TASK DESCRIPTION: Please state how many lines below include the word "merged"; the reply should be the number only.

(Excerpts from a dataset)
-=-=-=-=-

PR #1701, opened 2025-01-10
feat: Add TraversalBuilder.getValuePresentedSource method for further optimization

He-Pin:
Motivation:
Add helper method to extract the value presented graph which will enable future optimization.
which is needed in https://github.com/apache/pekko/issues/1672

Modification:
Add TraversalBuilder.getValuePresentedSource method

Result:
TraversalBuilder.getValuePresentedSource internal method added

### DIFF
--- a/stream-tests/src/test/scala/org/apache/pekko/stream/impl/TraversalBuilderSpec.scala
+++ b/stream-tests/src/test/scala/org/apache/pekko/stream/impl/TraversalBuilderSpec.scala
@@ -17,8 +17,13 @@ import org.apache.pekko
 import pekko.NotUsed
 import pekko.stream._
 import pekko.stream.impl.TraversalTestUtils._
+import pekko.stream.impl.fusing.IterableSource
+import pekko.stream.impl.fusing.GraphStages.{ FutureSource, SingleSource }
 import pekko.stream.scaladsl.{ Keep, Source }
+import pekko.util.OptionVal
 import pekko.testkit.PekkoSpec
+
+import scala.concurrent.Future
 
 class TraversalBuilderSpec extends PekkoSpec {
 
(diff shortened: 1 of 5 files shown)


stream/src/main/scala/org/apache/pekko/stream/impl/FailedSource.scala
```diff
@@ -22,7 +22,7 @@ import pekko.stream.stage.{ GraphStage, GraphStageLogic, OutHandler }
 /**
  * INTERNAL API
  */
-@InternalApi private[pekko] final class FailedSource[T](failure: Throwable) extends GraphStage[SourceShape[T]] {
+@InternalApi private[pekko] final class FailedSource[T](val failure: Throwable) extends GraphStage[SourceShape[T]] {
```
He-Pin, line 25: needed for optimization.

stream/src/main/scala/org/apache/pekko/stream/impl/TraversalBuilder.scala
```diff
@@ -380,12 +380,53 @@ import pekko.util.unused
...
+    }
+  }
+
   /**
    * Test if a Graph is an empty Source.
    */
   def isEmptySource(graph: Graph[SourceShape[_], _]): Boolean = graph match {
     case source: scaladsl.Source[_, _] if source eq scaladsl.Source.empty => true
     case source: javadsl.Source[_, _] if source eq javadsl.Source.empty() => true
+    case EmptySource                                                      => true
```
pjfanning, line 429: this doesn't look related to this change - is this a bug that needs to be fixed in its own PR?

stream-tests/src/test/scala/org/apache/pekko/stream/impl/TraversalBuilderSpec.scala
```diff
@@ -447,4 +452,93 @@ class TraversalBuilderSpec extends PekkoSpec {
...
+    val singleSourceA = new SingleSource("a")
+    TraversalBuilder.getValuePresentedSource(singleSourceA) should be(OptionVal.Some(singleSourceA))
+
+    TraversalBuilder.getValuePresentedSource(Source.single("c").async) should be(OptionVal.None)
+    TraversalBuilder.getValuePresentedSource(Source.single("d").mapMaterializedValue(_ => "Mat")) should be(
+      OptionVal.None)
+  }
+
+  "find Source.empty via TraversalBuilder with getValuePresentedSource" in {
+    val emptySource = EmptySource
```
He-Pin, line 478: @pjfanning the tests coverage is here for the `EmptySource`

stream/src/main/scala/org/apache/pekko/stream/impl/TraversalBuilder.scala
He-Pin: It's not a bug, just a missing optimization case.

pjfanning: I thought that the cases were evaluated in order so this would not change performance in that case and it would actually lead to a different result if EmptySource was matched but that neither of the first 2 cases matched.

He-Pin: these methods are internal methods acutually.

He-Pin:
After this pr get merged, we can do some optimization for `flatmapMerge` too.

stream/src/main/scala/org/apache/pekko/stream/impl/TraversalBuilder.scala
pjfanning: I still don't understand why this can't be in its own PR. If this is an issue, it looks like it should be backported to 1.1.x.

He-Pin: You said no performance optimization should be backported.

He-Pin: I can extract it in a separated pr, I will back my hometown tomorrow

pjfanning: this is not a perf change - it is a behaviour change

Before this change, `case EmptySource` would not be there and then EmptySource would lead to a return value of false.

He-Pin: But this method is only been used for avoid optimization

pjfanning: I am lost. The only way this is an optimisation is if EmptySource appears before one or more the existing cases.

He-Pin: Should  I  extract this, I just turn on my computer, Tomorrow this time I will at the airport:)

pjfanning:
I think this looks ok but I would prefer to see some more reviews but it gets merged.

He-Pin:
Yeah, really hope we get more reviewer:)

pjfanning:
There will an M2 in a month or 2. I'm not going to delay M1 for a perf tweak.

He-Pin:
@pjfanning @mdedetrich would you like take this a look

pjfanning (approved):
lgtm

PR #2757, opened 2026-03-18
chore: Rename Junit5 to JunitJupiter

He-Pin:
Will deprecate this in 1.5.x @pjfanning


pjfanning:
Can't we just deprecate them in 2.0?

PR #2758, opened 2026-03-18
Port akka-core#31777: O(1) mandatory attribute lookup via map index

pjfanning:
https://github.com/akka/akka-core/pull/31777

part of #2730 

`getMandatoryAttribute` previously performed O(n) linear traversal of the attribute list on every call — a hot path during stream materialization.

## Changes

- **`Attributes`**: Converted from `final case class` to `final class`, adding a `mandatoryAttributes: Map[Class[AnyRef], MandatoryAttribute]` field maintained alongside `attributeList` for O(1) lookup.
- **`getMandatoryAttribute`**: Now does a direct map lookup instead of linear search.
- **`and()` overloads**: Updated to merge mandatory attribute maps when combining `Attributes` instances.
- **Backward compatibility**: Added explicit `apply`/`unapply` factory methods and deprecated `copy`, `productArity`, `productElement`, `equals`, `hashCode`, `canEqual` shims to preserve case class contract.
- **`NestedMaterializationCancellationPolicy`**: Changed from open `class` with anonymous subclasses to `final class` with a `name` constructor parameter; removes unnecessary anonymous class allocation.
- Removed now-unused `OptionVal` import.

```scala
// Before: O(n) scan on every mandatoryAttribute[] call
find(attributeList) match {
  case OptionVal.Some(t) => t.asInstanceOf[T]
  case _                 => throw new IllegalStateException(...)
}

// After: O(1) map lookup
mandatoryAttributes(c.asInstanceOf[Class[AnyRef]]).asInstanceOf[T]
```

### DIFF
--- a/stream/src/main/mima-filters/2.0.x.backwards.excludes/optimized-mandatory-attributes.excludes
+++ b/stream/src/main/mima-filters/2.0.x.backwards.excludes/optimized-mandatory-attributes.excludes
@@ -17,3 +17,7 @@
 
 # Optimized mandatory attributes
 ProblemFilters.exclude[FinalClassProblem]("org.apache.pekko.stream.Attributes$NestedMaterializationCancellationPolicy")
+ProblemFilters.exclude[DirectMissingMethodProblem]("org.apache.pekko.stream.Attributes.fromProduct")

-=-=-=-=-

EXPECTED OUTPUT: 2